**THE PROBLEM**
Your task is to filter the data below down to the lines holding "account".

**Stored items**
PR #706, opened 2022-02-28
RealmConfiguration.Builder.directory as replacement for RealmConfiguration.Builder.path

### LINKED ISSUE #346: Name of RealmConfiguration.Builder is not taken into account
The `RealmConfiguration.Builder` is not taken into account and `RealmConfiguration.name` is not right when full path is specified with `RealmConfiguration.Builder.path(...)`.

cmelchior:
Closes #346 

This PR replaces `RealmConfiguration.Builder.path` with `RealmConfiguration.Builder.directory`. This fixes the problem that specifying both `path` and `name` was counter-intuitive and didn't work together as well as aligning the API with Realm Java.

**SOLVED PROBLEM**
### LINKED ISSUE #346: Name of RealmConfiguration.Builder is not taken into account
The `RealmConfiguration.Builder` is not taken into account and `RealmConfiguration.name` is not right when full path is specified with `RealmConfiguration.Builder.path(...)`.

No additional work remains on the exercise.